The flesh you so fancifully fry

The meat in your mouth

As you savour the flavour

Of murder »

The Smiths, Meat is murder, 1985.

Sucré ou salé ? Entrée ou dessert ? Bénin ou « Grave » ? Le monde ne se divise pas si aisément en deux catégories selon Julia Ducournau dans ce premier long-métrage. Il faut apprendre à mettre un peu de tout dans son assiette, varier les saveurs pour éveiller les papilles et aiguiser l’appétit. Après visionnage des parties les plus crues, certains auront trouvé le festin cannibale bien indigeste, allant jusqu’à rendre le contenu de leur précédent repas au fond de la cuvette. Ce n’est pas le cas du jury du festival de Gerardmer qui a choisi de lui accorder toutes ses étoiles, quand bien même la réalisatrice se défend-elle de réduire son film au strict champ horrifique.

Il faut dire qu’elle bouffe à tous les râteliers la réalisatrice : « body horror », chronique sociale, film/ déterminisme (à bien des égards, « Grave » flirte avec les problématiques de Céline Sciamma). On rajoutera un soupçon de comédie (froide), un peu de purée en entrée, un chouïa de kératine pour encombrer le tube digestif et de bons gros morceaux de viande en plat de résistance. Côté barbaque, elle va se fournir directement à l’école vétérinaire Saint-Exupéry : de pénétration anale bovine en dissections canines, on peut dire que l’endroit ne manque pas d’animaux sur lesquels les futurs praticiens pourront se faire la main. Julia Ducournau choisit de montrer à l’écran les meilleurs morceaux de cet apprentissage histoire de nous mettre sans tarder le nez dedans, comme un avant-goût de l’os qu’elle s’apprête à ronger. Elle nous fait entrer sur les lieux en même temps que Justine, bien vite larguée sur un parking désert au pied des barres d’immeubles de la cité universitaire.

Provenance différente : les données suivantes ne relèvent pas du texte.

PR #483, opened 2017-09-21
Update ParseFile to handle a data URI containing a number

AppOrchestra:
The regex to extract the components from a base64 encoded string doesn't handle mime types which contain a number, e.g. audio/m4a.

It was failing with the error:
TypeError: Cannot read property '1' of null
at ParseFile (/app/node_modules/parse/lib/node/ParseFile.js:121)

The regex has been updated to allow numbers, and a test added which failed before the change.

### DIFF
--- a/src/ParseFile.js
+++ b/src/ParseFile.js
@@ -25,7 +25,7 @@ export type FileSource = {
 };
 
 var dataUriRegexp =
-  /^data:([a-zA-Z]*\/[a-zA-Z+.-]*);(charset=[a-zA-Z0-9\-\/\s]*,)?base64,/;
+  /^data:([\w\/\+]+);(charset=[a-zA-Z0-9\-\/\s]*,)?base64,/;
 
 function b64Digit(number: number): string {
   if (number < 26) {
--- a/src/ParseFile.js
+++ b/src/ParseFile.js
@@ -25,7 +25,7 @@ export type FileSource = {
 };
 
 var dataUriRegexp =
-  /^data:([\w\/\+]+);(charset=[a-zA-Z0-9\-\/\s]*,)?base64,/;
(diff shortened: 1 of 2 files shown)


src/ParseFile.js
```diff
@@ -25,7 +25,7 @@ export type FileSource = {
 };
 
 var dataUriRegexp =
-  /^data:([a-zA-Z]*\/[a-zA-Z+.-]*);(charset=[a-zA-Z0-9\-\/\s]*,)?base64,/;
+  /^data:([\w\/\+]+);(charset=[a-zA-Z0-9\-\/\s]*,)?base64,/;
```
montymxb: @AppOrchestra Nice catch regarding the inability to match digits. Although the way you've set up this regex would also match things with an arbitrary # of slashes, like `too//many//slashes/here`. In addition `\w` (if I'm correct regarding the regex flavor) will probably match `_` as well, which is not specifically desired.

To avoid the included `_` character with `\w`, and to factor in digits, you could probably do something like:
```
[-a-zA-Z0-9]+\/[-a-zA-Z0-9+.]+
```
This basically uses the existing regex, but makes a couple changes. It adds a `-` to the first part of the regex, allowing for valid mime types with a `-` at the start, like `x-conference/x-cooltalk` (which is a thing, although rare). It also changes the quantifier `*` for a `+`, specifying that we expect at least one or more characters before and after the slash, something like `/mimetype` or `audio/` shouldn't be considered valid; the existing regex would allow this.

You could also just use `\d` instead of `0-9`, totally up to you, just wanted to give you a heads up on that.

AppOrchestra:
I had a proper look at a few pages:
https://tools.ietf.org/html/rfc6838 (4.2)
https://en.wikipedia.org/wiki/Data_URI_scheme
https://www.freeformatter.com/mime-types-list.html

(instead of copying what a popular data uri regex had...) and updated the regex to handle all valid mime-types, with some basic validation, and also fixed it to handle the charset param too.

PR #485, opened 2017-10-01
Support for Aggregate Queries

dplewis:
Support for `distinct()` and `aggregate()` queries.

Pending: https://github.com/parse-community/parse-server/pull/4207

### DIFF
--- a/.travis.yml
+++ b/.travis.yml
@@ -1,7 +1,7 @@
 ---
 language: node_js
 node_js:
-- '5'
+- '6.11.4'
 
 branches:
   only:
--- a/integration/package.json
+++ b/integration/package.json
@@ -3,7 +3,7 @@
   "dependencies": {
     "express": "^4.13.4",
     "mocha": "^2.4.5",
-    "parse-server": "^2.6.0"
+    "parse-server": "^2.7.0"
   },
   "scripts": {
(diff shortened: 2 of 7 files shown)


oallouch:
That's really great. All the power of MongoDB in Parse !
Do you have prepared a little documentation update for this ?

dplewis:
@oallouch Documentation will be coming soon!

dplewis:
@flovilmart Can you check this?

flovilmart:
code looks good, but would it be too much to ask for added Jest tests for this class?

flovilmart:
Thanks @dplewis for this! 🙏

dplewis:
@flovilmart Quick question. I was lazy and didn't require aggregate in the query controller https://github.com/dplewis/Parse-SDK-JS/blob/aggregate/src/CoreManager.js#L272

Is that ok? I can update all the tests if needed.

flovilmart:
That would be better to add those methods now so we don’t have to come back to it later.

flovilmart:
CoreManager-test is failing (it specifically validates the interface)

flovilmart:
Perfect! Waiting for CI but it all looks great!

dplewis:

flovilmart:
Perfect 👌🏻

PR #495, opened 2017-10-23
Fix #494: Reject a promise on error condition

### LINKED ISSUE #494: Promise is never resolved in case of server-side error when invoking Parse.Object.saveAll
We have a node process that works on multiple batches of Parse objects. Each batch is saved through Parse.Object.saveAll. However, as soon as a batch errors out, the node process stops immediately and none of the subsequent batches get processed. We found that an error handling component was missing. 

Raising a PR shortly. It adds just two lines of code.

nrchandan:


src/ParseObject.js
```diff
@@ -1847,6 +1847,8 @@ var DefaultController = {
             }, options);
           }).then((response, status, xhr) => {
             batchReturned.resolve(response, status);
+          }, (error) => {
+            batchReturned.reject(new _ParseError2.default(undefined, error.message));
```
flovilmart: this seems wrong, should probably be `new ParseError(error.message);`

nrchandan:
Thanks for pointing it out. Will correct and push shortly.

flovilmart:
Also consider adding tests as you are changing a public interface, and this may be unexpected for many users.

nrchandan:
Tried going through the tests in ParseObjectTest.js. Currently, there are no tests that cause failure of saveAll. I'm not sure how to make it fail.

nrchandan:
I think I can make it fail. Let me give it a try.

integration/test/ParseObjectTest.js
```diff
@@ -254,6 +254,14 @@ describe('Parse Object', () => {
     });
   });
 
+  it('cannot set an invalid date', (done) => {
+    let obj = new TestObject();
+    obj.set('when', new Date(Date.parse(null)));
+    Parse.Object.saveAll([obj]).fail((e) => {
```
flovilmart: Please add .then(done.fail)

integration/test/ParseObjectTest.js
```diff
@@ -254,6 +254,14 @@ describe('Parse Object', () => {
...
+      done();
```
flovilmart: Please test for the expected error message.

flovilmart:
Also, the coverage is not improved as you’ve added an integration test and not a jest unit test. You may wanna consider doing that as there’s no way for now to ensure the code path is properly covered.

nrchandan:
That makes sense. Let me try adding a unit test.

nrchandan:
Found two duplicate unit tests (both in the unit test file `ParseObject-test.js`):
`can save an array of objects` is repeated twice (no diff)
`can save the object` appears twice with a negligible difference (objectId: 'P1' vs 'P5')

Should I remove these two in the same PR, or would you recommend creating a new PR for this?

flovilmart:
I prefer we don’t remove unit tests, PR’s should be as atomic as possible.

nrchandan:
Thanks Florent. Let me undo that and push again.

nrchandan:
Added a new error code: 
```
/**
 * Error code indicating an invalid value of an object field is passed.
 * @property INVALID_VALUE
 * @static
 * @final
 */
ParseError.INVALID_VALUE = 603
```

Also, updated the tests to check for both error message and this new error code.

nrchandan:
Unit test has passed, but integration failed. Both the tests are very similar. @flovilmart Could you help me fix it, or would it make sense to remove it instead?

nrchandan:
Hi @flovilmart, I made a couple of changes. Could you take a look at this revised PR and let me know if this looks good for merging.

flovilmart:
This is looking good now! Let's go!

PR #497, opened 2017-10-23
Add unit test towards #494

nrchandan:
This shouldn't fail ideally.

### DIFF
--- a/integration/test/ParseObjectTest.js
+++ b/integration/test/ParseObjectTest.js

Elle a l’air un peu perdue la pauvre avec sa grosse valise, petit animal effrayé par la dimension des lieux. Il y a chez Garance Marillier ce physique de petit oiseau frêle qui rend insoupçonnable son appétit intérieur en sommeil. Elle demeure d’abord dans l’expectative, sans trop savoir à quelle sauce elle va être mangée. « Le plus bel âge » disait ce film de Didier Haudepin, dont on sentait poindre dans le titre toute l’ironie de la formule accolée aux pénibles cérémonies de bizutage. Ce rite de passage va occuper l’essentiel de la première partie du film : Réveil en pleine nuit, séances d’humiliations publiques, ingestion de nourriture non-identifiée, pour la petite végétalienne suivant la tradition familiale, c’est évidemment se faire violence que de se soumettre à de pareilles pratiques transgressives.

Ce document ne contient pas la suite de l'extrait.